Perhaps I should just write and cite in Swedish where there is kind of one rule (title-case doesn't exist).
Some of the discussions: https://forums.zotero.org/discussion/35190/1/beta-capitalization-after-colons/ https://forums.zotero.org/discussion/45811/titlesubtitle-gui/
CSL will hopefully "soon" … support uppercasing subtitles
By “uppercasing subtitles”, you mean “uppercasing the first character of the subtitle”, right? – For Zotero, there is a citeproc-js processor plugin that does this: https://juris-m.github.io/downloads/, look for “Propachi Upper”.
I’m not sure OTTOMH how biblatex handles this, but not protecting the first character of the subtitle is most likely a good idea.
with subtitle, you mean the stuff after the colon?
Can we start fleshing out an algorithm and test cases? I've thought about this long and hard, and I've come to the conclusion that the previous staged approach (capitalize, convert to LaTeX char-by-char, then protect) won't work, because:
<i>...</i>
messes with it, and the notion of "character" in relation with "position" is problematic to begin with because of the wonderful mess that is javascript unicode handlingSo from the looks of it, I will be writing a backtracking recursive descent parser for this by hand. This is a major undertaking, so having a good idea of the algorithm and test cases will be crucial. Way too easy to get this wrong.
Why not protect first, then capitalize & convert to LaTeX char-by-char?
Protection consists of putting braces around words; if I do that in step one, they'll be converted to \{
in step 3.
Plus, if I inject anything before capitalization, I will likely mess with the "wordiness" of the string of characters, which in turn interferes with capitalization.
Protection consists of putting braces around words …

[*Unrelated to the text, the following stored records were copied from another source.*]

PR #4503, opened 2022-04-27
fix: wrap upgrade button and messaging with Google Optimize

TCL735:
Follow-up for #4309 and #4310 

Wraps the feature as a Google Optimize experiment

Screen Shot 2022-04-19 at 4 30 51 PM

Screen Shot 2022-04-19 at 4 30 56 PM

Screen Shot 2022-04-19 at 4 31 09 PM

Screen Shot 2022-04-19 at 4 31 37 PM

Screen Shot 2022-04-21 at 4 54 21 PM

Screen Shot 2022-04-21 at 4 54 30 PM

Screen Shot 2022-04-21 at 4 56 08 PM

Screen Shot 2022-04-21 at 4 56 15 PM

Screen Shot 2022-04-21 at 4 57 28 PM

Screen Shot 2022-04-21 at 5 45 18 PM

Screen Shot 2022-04-21 at 5 45 24 PM


asalem1 (approved):

asalem1:
I would check the billing page for free accounts to see how it looks over there, since there's an upgrade button there. Also, didn't there used to be one on the global nav bar?

src/shared/components/CloudUpgradeButton.tsx
```diff
@@ -47,28 +50,43 @@ const CloudUpgradeButton: FC<OwnProps> = ({
...
+    <Button
+      className={cloudUpgradeButtonClass}
+      icon={IconFont.CrownSolid_New}
+      onClick={handleClick}
+      shape={ButtonShape.Default}
+      size={size}
+      testID="cloud-upgrade--button"
+      text={buttonText}
+    />
+  ) : null
```
hoorayimhelping, line 63: if we're going to return `null` from an if statement in the context of a `render` function, this can just be shortened to:

```ts
conditional && (
  returnValue
)
```

to avoid an empty `else` block. `null`, `undefined`, and boolean values are all equivalent when it comes to rendering JSX. https://stackoverflow.com/a/42083262/92446

src/cloud/components/RateLimitAlertContent.tsx
```diff
@@ -75,6 +62,32 @@ const UpgradeMessage: FC<UpgradeMessageProps> = ({limitText, link, type}) => {
...
+      original={original}
+      variants={[
+        <span className="upgrade-message" key="1">
+          You hit the{' '}
+          <a
+            href={link}
+            className="rate-alert--docs-link"
+            target="_blank"
+            rel="noreferrer"
+          >
```
hoorayimhelping, line 78: there's a component, [`SafeBlankLink`](https://github.com/influxdata/ui/blob/master/src/utils/SafeBlankLink.tsx) to handle this for you.

[here](https://github.com/influxdata/ui/blob/master/src/homepageExperience/components/steps/nodejs/WriteData.tsx#L108-L113) is an example of it being used

src/cloud/components/RateLimitAlertContent.tsx
```diff
@@ -75,6 +62,32 @@ const UpgradeMessage: FC<UpgradeMessageProps> = ({limitText, link, type}) => {
...
+              : 'query write'}
+          </a>{' '}
+          limit {limitText ?? ''} and your data stopped writing. Upgrade to get
+          a free $250 credit for the first 30 days.
+        </span>,
+      ]}
+    />
+  ) : (
+    original
+  )
```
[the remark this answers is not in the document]
hoorayimhelping: +1

hoorayimhelping (approved):
looks good, my comments are more about style than actually fixing any big problems

TCL735:
> I would check the billing page for free accounts to see how it looks over there, since there's an upgrade button there. Also, didn't there used to be one on the global nav bar?

Billing Page has its own story for this epic. Will definitely be checking to ensure it looks good and proper.

The upgrade button on the nav bar got removed, i think.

I’d use something else in this first step. The title may already contain <span class="nocase">…</span>
; maybe this could be used to protect all other uppercase and camelcase words, too. The last step, after capitalization & conversion, would be to replace <span class="nocase">…</span>
by {…}
.
I'll think about this. It requires a rewrite of the HTML converter, but it's less tricky than a rec-desc parser for sure. Test cases would still be of paramount importance, as I can't rely on the existing test suite -- things will legitimately change, so I'll need a reference set for what is the correct behavior.
By “uppercasing subtitles”, you mean “uppercasing the first character of the subtitle”, right? Yes, of course, sloppy writing.
with subtitle, you mean the stuff after the colon? Yes!
Thanks for thinking through this. I wonder if someone has put up a list of "tricky cases" in the Zotero/CSL-discussions.
It's just that I seem to recall a discussion where the comma was considered to be the subtitle separator.
In any case, what exactly ought to be done with a subtitle?
As I understand it, Zotero users should (at least when CSL supports this properly) store everything except the first word and proper nouns as lowercase, i.e: "Writing a good title according to Johansson: the importance of subtitles". Then biblatex (I don't know about bibtex) should get this title-cased, with capitalized words beyond the first word protected: "Writing a Good Title According to {Johansson}: The Importance of Subtitles".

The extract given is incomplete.